Included a JUnit unit test to test the Sitemap generation functionality.
Included changes to MetaCatServlet to schedule the Sitemap task the first time Metacat is called.
This implements the needed functionality for task (2), but needs to be tested more.
An example sitemap file for a single document generated looks like this:
<urlset xmlns="http://www.google.com/schemas/sitemap/0.84">
<url><loc>http://knb.ecoinformatics.org/knb/metacat/test.1.1/knb</loc></url>
</urlset>
To finally finish the site indexing improvements, we need to:
(3) Improve the XSLT styles to set proper titles and META keywords for EML documents
(4) Test against a large document store
(5) Fix the Sitemap query
a) to include document types other than eml
b) to only include publicly accessible documents
(6) Register the sitemap files with Google once this system is installed on KNB
Updated by Matt Jones over 17 years ago
Finished task (3) by adding the EML dataset title to the HTML title in the document head.
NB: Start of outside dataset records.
PR #995, opened 2023-01-30
[ci] Change runners for CI

alvicsam:
PR changes ci runners for dynamically created ones. Also it changes runner for benchmark, so the next run will have different results and a new baseline.

cc https://github.com/paritytech/ci_cd/issues/730

### DIFF
--- a/.gitlab-ci.yml
+++ b/.gitlab-ci.yml
@@ -14,11 +14,10 @@ stages:
   - check_benchmark
   - publish
 
-variables:                         &default-vars
+variables:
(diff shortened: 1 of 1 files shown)


lexnv (approved):

niklasad1:
> Also it changes runner for benchmark, so the next run will have different results and a new baseline.

That's a bummer but I guess we have to build a new baseline

niklasad1 (approved):

mateo-moon (approved):

PR #1012, opened 2023-02-13
client: rename `max_notifs_per_subscription` to `max_buffer_capacity_per_subscription`

niklasad1:
I had a look again at client after the recent changes in the server and concluded that `max_notifs_per_subscription` is a bad name. It only applies to the capacity so I think this is a good change

### DIFF
--- a/core/src/client/mod.rs
+++ b/core/src/client/mod.rs
@@ -217,7 +217,7 @@ pub enum SubscriptionKind {
 ///
 /// It will try to `unsubscribe` in the drop implementation
 /// but it may fail if the underlying buffer is full.
-/// Thus, if you want to ensure it's actually unsubscribe then
+/// Thus, if you want to ensure it's actually unsubscribed then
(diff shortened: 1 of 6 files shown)


jsdw (approved):

lexnv (approved):

core/src/client/mod.rs
```diff
@@ -216,8 +215,10 @@ pub enum SubscriptionKind {
 
 /// Active subscription on the client.
 ///
-/// It will automatically unsubscribe in the [`Subscription::drop`] so no need to explicitly call
-/// the `unsubscribe method` if it is an an subscription based on [`SubscriptionId`].
+/// It will try to `unsubscribe` in the drop implementation
+/// but it may fail if the underlying buffer is full.
+/// Thus, if you want to ensure it's actually unsubscribe then
```
niklasad1, line 220:
```suggestion
/// Thus, if you want to ensure it's actually unsubscribed then
```

PR #1013, opened 2023-02-13
rpc_module: `SubscriptionSink::close` -> `SubscriptionSink::close_with_error` 

### LINKED ISSUE #1009: rpc module: split SubscriptionSink::close to Subscription::close_with_error and Subscription::close_with_success

niklasad1:
Close #1009

### DIFF
--- a/core/src/server/rpc_module.rs
+++ b/core/src/server/rpc_module.rs
@@ -1114,7 +1114,7 @@ impl SubscriptionSink {
 	///
 	/// This can be used to signal that an subscription was closed because of some particular state
 	/// and doesn't imply that subscription was closed because of an error occurred. Just
-	/// a custom way to indicate the client that subscription was closed.
+	/// a custom way to indicate to the client that the subscription was closed.
 	///
 	/// If you'd like to to close the subscription without sending an extra notification,
 	/// just drop it and don't call this method.
--- a/core/src/server/rpc_module.rs
+++ b/core/src/server/rpc_module.rs
@@ -39,7 +39,7 @@ use crate::{SubscriptionCallbackError, SubscriptionResult};
 use futures_util::future::Either;
 use futures_util::{future::BoxFuture, FutureExt};
 use jsonrpsee_types::error::{CallError, ErrorCode, ErrorObject, ErrorObjectOwned};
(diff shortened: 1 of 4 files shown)


jsdw (approved):
Makes sense to me!

I'm not entirely sure we need `close_with_result_notif` (and as a nit I might have gone for `close_with_error` instead of `close_with_error_notif`) but all good :)

niklasad1:
> I'm not entirely sure we need close_with_result_notif (and as a nit I might have gone for close_with_error instead of close_with_error_notif) but all good :)

The reason I did it like that is `close_with_error` isn't necessarily an error it may be like the subscription could be defined like without no message when it's "completed" for some reason. However, I would happy to remove those annoying names if that's clear enough now

core/src/server/rpc_module.rs
```diff
@@ -1081,55 +1095,78 @@ impl SubscriptionSink {
...
-		))
-		.map_err(Into::into)
-	}
-
-	/// Close the subscription, sending a notification with a special `error` field containing the provided error.
+	/// Close the subscription, sending a notification with a special `error` field containing the provided close reason.
+	///
+	/// This can be used to signal that an subscription was closed because of some particular state
+	/// and doesn't imply that subscription was closed because of an error occurred. Just
+	/// a custom way to indicate the client that subscription was closed.
```
niklasad1, line 1117:
```suggestion
	/// a custom way to indicate to the client that subscription was closed.
```

lexnv (approved):

examples/examples/ws_pubsub_with_params.rs
```diff
@@ -111,40 +111,42 @@ async fn run_server() -> anyhow::Result<SocketAddr> {
...
 					Err(TrySendError::Full(_)) => (),
 				}
 			}
 		}
-	}
-
-	sink.close(ErrorObject::owned(1, "Ok", None::<()>)).await;
+	};
+
+	// NOTE: we are using `close_with_err_notifor` for the jsonrpsee client to terminate the subscription
```
niklasad1, line 143:
```suggestion
	// NOTE: we are using `close_with_error` for the jsonrpsee client to terminate the subscription
```

PR #1015, opened 2023-02-15
[RFC] proc-macros: Support custom parameter names

### LINKED ISSUE #1007: Overriding name of parameter in param_kind=map for proc macro
Hi,

In my program which uses the jsonrpsee http client, I have a problem: my JSON-RPC server expects an input param with the name of, literally, `type`. Unfortunately, a variable cannot be named `type` in Rust because `type` is a language keyword.

See [here](https://github.com/allquixotic/encuum/blob/apps/src/applications.rs#L24) the open source code I'm working on with the problem. On line 24 here, I have to name the parameter `_type`, but that isn't what needs to be sent in the request: the request should send `type` as normal.

Is there a way to continue using the rpc proc macro with this naming convention for an input parameter, or do I need to use the client "late binding" (via serde_json::Value) and not benefit from the convenience of the proc macro?

The solution I envision would be something like specifying some kind of macro in front of the parameter that needs to be renamed. Like:

`#[custom_serial(name="type")]` (also would work with `name="fn"`, etc.) 

However, `#[serde(rename="something")]` is only for fields on structs from what I can tell...

allquixotic:
Should resolve #1007.

I've tested this with the HTTP client and it works for me. 

Comments:

 - I'm not sure if this is the best way to expose the interface in the `method` and `subscription` macros. I don't feel confident that this will be well-received. I initially prototyped a different version that accepted a single String parameter with a comma-separated list of name=value, but that seemed even more error-prone and harder to understand.
 - I didn't implement this yet for `render_server.rs` because it seems like the code is pretty hairy (I don't understsand it, to be honest) and I didn't want to put in all the effort to do it if my approach isn't viable to begin with.

# Status

 - [x] Implementation for `method` macro
 - [x] Implementation for `subscription` macro
 - [x] Implementation for `render_client`
 - [ ] Implementation for `render_server`
 - [x] Documentation update
 - [ ] Unit tests update
 - [ ] Examples update (in examples/ dir, not just in the docs)

### DIFF
--- a/proc-macros/src/render_client.rs
+++ b/proc-macros/src/render_client.rs
@@ -1,5 +1,3 @@
-use std::collections::HashMap;
-
 // Copyright 2019-2021 Parity Technologies (UK) Ltd.
 //
 // Permission is hereby granted, free of charge, to any
@@ -138,8 +136,7 @@ impl RpcDescription {
 		};
 
 		// Encoded parameters for the request.
-		let parameter_builder =
-			self.encode_params(&method.params, &method.param_kind, &method.signature, &method.name_map);
+		let parameter_builder = self.encode_params(&method.params, &method.param_kind, &method.signature);
 		// Doc-comment to be associated with the method.
 		let docs = &method.docs;
 		// Mark the method as deprecated, if previously declared as so.
@@ -175,7 +172,7 @@ impl RpcDescription {
 		let returns = quote! { Result<#sub_type<#item>, #jrps_error> };
 
 		// Encoded parameters for the request.
-		let parameter_builder = self.encode_params(&sub.params, &sub.param_kind, &sub.signature, &sub.name_map);
+		let parameter_builder = self.encode_params(&sub.params, &sub.param_kind, &sub.signature);
 		// Doc-comment to be associated with the method.
 		let docs = &sub.docs;
 
@@ -194,7 +191,6 @@ impl RpcDescription {
 		params: &[(syn::PatIdent, syn::Type)],
 		param_kind: &ParamKind,
 		signature: &syn::TraitItemMethod,
-		name_map: &HashMap<String, String>,
 	) -> TokenStream2 {
 		let jsonrpsee = self.jsonrpsee_client_path.as_ref().unwrap();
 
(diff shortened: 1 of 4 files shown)


niklasad1:
All right, I agree that the proc macros are complex enough as it is currently.

It would be easier to understand if we would have attributes on the parameters itself I think.
However, as it this is quite uncommon usecase it should be sufficient to have raw identifiers as workaround which could strip in macros.

Thus, "r#type" -> "type"

allquixotic:
Okay; I went ahead and updated my branch with an extremely simple implementation of removing the `r#` of raw types when it's detected in the client.

proc-macros/src/render_client.rs
```diff
@@ -206,7 +206,10 @@ impl RpcDescription {
 				let param_names = extract_param_names(&signature.sig);
 				// Combine parameter names and values to pass them as parameters.
 				let params_insert = param_names.iter().zip(params).map(|pair| {
-					let name = pair.0;
+					let mut name = pair.0.to_owned();
+					if name.starts_with("r#") {
```
niklasad1, line 210: you could use https://doc.rust-lang.org/std/string/struct.String.html#method.strip_prefix here instead

niklasad1:
Just add it for the server as well and it should good to go :)

allquixotic:
How would this be done for the server? I'm having a tough time seeing where in the server code this would belong. I guess it's most important in the _response_ data, right? We can assume that inbound data from the _request_ is correct, and just strip `r#` from any struct members in the response. But it's still not clear to me how to walk the "tree" of structs of structs (of structs, etc.) in the return value of a given call in order to look for things to strip the `r#` off of.

Also, I realized this is a breaking change. If someone literally wanted a parameter or result member to be called `r#type`, they would have to call it `r#r#type` (if Rust even supports that). I doubt this would break anyone, but there's always that chance ( https://xkcd.com/1172/ ).

niklasad1:
> How would this be done for the server? I'm having a tough time seeing where in the server code this would belong. I guess it's most important in the response data, right? We can assume that inbound data from the request is correct, and just strip r# from any struct members in the response. But it's still not clear to me how to walk the "tree" of structs of structs (of structs, etc.) in the return value of a given call in order to look for things to strip the r# off of.

The server has a similar trait where the identifiers from their are used for object params. So `type` won't work there as well similar to what you did for the client.

> Also, I realized this is a breaking change. If someone literally wanted a parameter or result member to be called r#type, they would have to call it r#r#type (if Rust even supports that). I doubt this would break anyone, but there's always that chance ( https://xkcd.com/1172/ ).

Yeah, I'm fine breaking that :) Happy to argue that this is limitation to rust identifiers and technically dept to this library....

> Do we also need to support going from "result": { "type": "a"} to struct Foo { r#type: String } in the client?

I don't get this question, it's already handled by your code in proc macros or am I missing something?

niklasad1:
Superseeded by #1365

PR #1018, opened 2023-02-16
refactor rpc_module

### LINKED ISSUE #1014: Get connection ID in rpc handler
So that it is possible to rate limit message per seconds per connection

xlc:
Breakdown this 1200+ LOC file into multiple smaller file to make it easier to maintain.

Also makes it is possible to construct `Methods` directly without using `RpcModule`, which closes #1014. 

I don't understand why it was coded this way that `RpcModule` only expose limited parameters from `MethodCallback` and make `Methods` not directly usable.


core/src/server/rpc_module/types.rs
```diff
@@ -0,0 +1,389 @@
...
+	Async(AsyncMethod<'static>),
+	/// Subscription method handler.
+	Subscription(SubscriptionMethod<'static>),
+	/// Unsubscription method handler.
+	Unsubscription(UnsubscriptionMethod),
+}
+
+/// Method callback wrapper that contains a sync or async closure,
+#[derive(Clone, Debug)]
+pub struct MethodCallback {
```
xlc, line 271: What's the purpose of this? It adds no functionality over `MethodKind`

xlc:
the test failing seems like due to upstream changes and unrelated to this PR?

niklasad1:
yes, https://github.com/rust-lang/rust/issues/107950 I thought it would be fixed by now but just ignore it

niklasad1 (commented):
I don't understand what this PR accomplishes, can you please add a doc test in the code or example in the PR description. I could only see that Methods have `pub(crate) callbacks` but how does that help?

In addition, as this review comes up with 1300 LoC can you please highlight the code you have changed?

In the future it would much easier if your break up your PR in different commits and save us lots of time to see what is pure refactoring vs code changes.

core/src/server/rpc_module/types.rs
niklasad1: it's simplify a convenience wrapper of methods calls, it could be removed if it helps but it's quite readable is it I reckon.

niklasad1:
> I don't understand why it was coded this way that RpcModule only expose limited parameters from MethodCallback and make Methods not directly usable.

This abstraction is written to be used for the jsonrpsee server for RPC method calls and not really exposed in the server APIs so I think it's expected if some things are private etc, as it's not used elsewhere what I'm aware of.

xlc:
The main goal is to make the code easier to deal with. Large file is usually a code smell. 

The secondary goal is to expose Methods, which is useful and I want to use it.

core/src/server/rpc_module/methods.rs
```diff
@@ -0,0 +1,297 @@
...
+		if self.callbacks.contains_key(name) {
+			return Err(Error::MethodAlreadyRegistered(name.into()));
+		}
+
+		Ok(())
+	}
+
+	/// Inserts the method callback for a given name, or returns an error if the name was already taken.
+	/// On success it returns a mut reference to the [`MethodCallback`] just inserted.
+	pub fn verify_and_insert(
```
xlc, line 68: there are no code change at all. this is the only public visibility change. other pub(crate) are only to make it compile.

core/src/server/rpc_module/types.rs
xlc: I consider it is unnecessary abstraction and only makes the code harder to reason. The less code, the easier to understand.

jsdw:
@xlc It would be significantly better to discuss this sort of change as an issue before opening up a PR in, so that we can actually discuss it and reach a consensus on whether we want this change in the first place (eg in this case, we all have different opinions on what constitutes good code, and as the maintainers of the library it is ultimately up to us to decide which style we want to use). By jumping straight to a PR you run the risk that we will disagree and your time will be wasted.

xlc:
This PR only takes half hour so no hard feelings if you don’t want to accept it. It is just moving code around and adjust imports and fix visibility. It sometimes quicker to just show some code instead of trying to explain it. 

Anyway but at least to me personally, the rpc_module code isn’t easy to understand due to complex coupling between struct s (RpcModule and Methods). Separate them will help catch code smells (eg all the pub crate) and allow better modulation of code. As the library user, I will the. be able to access lower level features (Methods) when higher level code doesn’t meet my requirements.

xlc:
Let me know what concerns you have about this PR. I plan to make more large-ish refactors in future and I am trying to do them in an incremental way to reduce review work. But for changes like this just moving code around, it is not easy to not make it be a big diff.

niklasad1 (changes requested):
I'm not against splitting up the rpc_module into smaller files but this code organization doesn't make sense to me.

methods: isn't coupled to the `rpc module` so it shouldn't be part of the rpc module if we want this exposed. would be better to have in the server mod instead.

also, we could probably move the subscription related types into a separate mod and the same with error related types.

types: move out the subscription and error types then maybe merge those with server/helpers.

then some small documentation on the modules to explain how these relates to each other.

xlc:
I did this way to minimize the required changes. But yeah I agree the file structure in this PR isn't the best.
Also Methods is coupled to the RpcModule with current code and `pub(crate)` indicates it.

I see few path forwards:
- Close this one. Let you guys do this refactor.
- Close this one. Do other refactor first. (e.g. remove `MethodCallback`)
- Merge this one. Then do other refactor. This shouldn't break anything (as test indicates) and IMO an improvement. It is not perfect but that doesn't need to be a blocker.

Let me know what do you think.

niklasad1:
I think it's better to close this PR and split it into two different PRs:

1. Make make things public on Methods and keep everything in the same file (i.e, no refactoring)
2. Do pure refactoring into smaller modules/files

This way it will be easier to review and you don't have create such big PRs

PR #1021, opened 2023-02-16
fix server: don't send error on JSON-RPC notifications

### LINKED ISSUE #1017: JSON RPC notification
Not that I need this feature at all but reading the code makes me think the notification feature implementation isn't really correct.

Firstly, notifications are completely ignored (if handled). I don't see any interface exposed by jsonrpsee to allow subscription of notifications.

Secondly, the websocket server handles notifications inconsistently. For batch request, it will parse notifications and suppress responses. However, for single request, it simply error out with parse error, which I don't think is not spec confirming.

niklasad1:
After some refactoring I introduced a bug where the notifications were not handled properly and were treated as JSON-RPC errors.

Also in the batch responses `Notification<T>` was used such that `missing params<T>` became a serde decoding error when it was missing and needs to be handled as `Option<serde_json::RawValue>` instead.

Close #1017

### DIFF
--- a/server/src/tests/ws.rs
+++ b/server/src/tests/ws.rs
@@ -650,6 +650,22 @@ async fn batch_with_mixed_calls() {
 }
 
 #[tokio::test]
+async fn batch_notif_without_params_works() {
+	init_logger();
+
+	let addr = server().with_default_timeout().await.unwrap();
+	let mut client = WebSocketTestClient::new(addr).with_default_timeout().await.unwrap().unwrap();
+	// mixed notifications, method calls and valid json should be valid.
+	let req = r#"[
+			{"jsonrpc": "2.0", "method": "add", "params": [1,2,4], "id": "1"},
+			{"jsonrpc": "2.0", "method": "add"}
+		]"#;
+	let res = r#"[{"jsonrpc":"2.0","result":7,"id":"1"}]"#;
+	let response = client.send_request_text(req.to_string()).with_default_timeout().await.unwrap().unwrap();
+	assert_eq!(response, res);
+}
+
+#[tokio::test]
 async fn ws_server_backpressure_works() {
 	init_logger();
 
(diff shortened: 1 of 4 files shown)


server/src/transport/ws.rs
```diff
@@ -151,12 +153,19 @@ pub(crate) async fn process_batch_request<L: Logger>(b: Batch<'_, L>) -> Option<
...
+pub(crate) async fn process_single_request<L: Logger>(
+	data: Vec<u8>,
+	call: CallData<'_, L>,
+) -> Option<CallOrSubscription> {
+	tracing::info!("process_request: {:?}", data);
+
 	if let Ok(req) = serde_json::from_slice::<Request>(&data) {
-		execute_call_with_tracing(req, call).await
+		Some(execute_call_with_tracing(req, call).await)
+	} else if let Ok(_) = serde_json::from_slice::<Notif>(&data) {
```
niklasad1, line 164:
```suggestion
	} else if serde_json::from_slice::<Notif>(&data).is_ok() {
```

jsdw (approved):

server/src/tests/ws.rs
```diff
@@ -745,3 +761,12 @@ async fn ws_server_backpressure_works() {
...
 	assert!(seen_item_after_backpressure);
 }
+
+#[tokio::test]
+async fn notif_is_ignored() {
+	init_logger();
+	let addr = server().await;
+	let mut client = WebSocketTestClient::new(addr).with_default_timeout().await.unwrap().unwrap();
+
+	assert!(client.send_request_text(r#"{"jsonrpc":"2.0","method":"bar"}"#).with_default_timeout().await.is_err());
```
niklasad1, line 771: this is weird but should not be "answered" :)

lexnv (approved):

server/src/tests/ws.rs
jsdw: Maybe this is worth a quick comment about why it can be ignored since it looks like a method call that should be responded to?

PR #1025, opened 2023-02-17
rpc module: remove `SubscriptionAnswer`

niklasad1:
This abstraction is not very nice and I think it's more readable with Result<MethodResult, Id> anyway so let's remove it.


server/src/transport/ws.rs
```diff
@@ -153,12 +153,10 @@ pub(crate) async fn process_batch_request<L: Logger>(b: Batch<'_, L>) -> Option<
 	}
 }
 
-pub(crate) async fn process_single_request<L: Logger>(
+pub(crate) async fn process_single_request<'a, L: Logger>(
```
niklasad1, line 156:
```suggestion
pub(crate) async fn process_single_request<L: Logger>(
```

lexnv (approved):

jsdw (approved):
LGTM, one less type :)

EML documents will now display better in search engines. Chose not to add META keyword tags because the consensus is that they are not used by search engines because so many people have tried to manipulate keywords.
Tasks 4, 5, 6 from Comment #1 are still outstanding.
Updated by Michael Daigle about 16 years ago
Changed the sql for the sitemap generation to only pull documents that are publically readable.
Added some file inserts to the test case. Each insert has different permissions. Only the public readable doc should be included in the sitemap.
Created documentation in the metacat tour for sitemap creation and registration.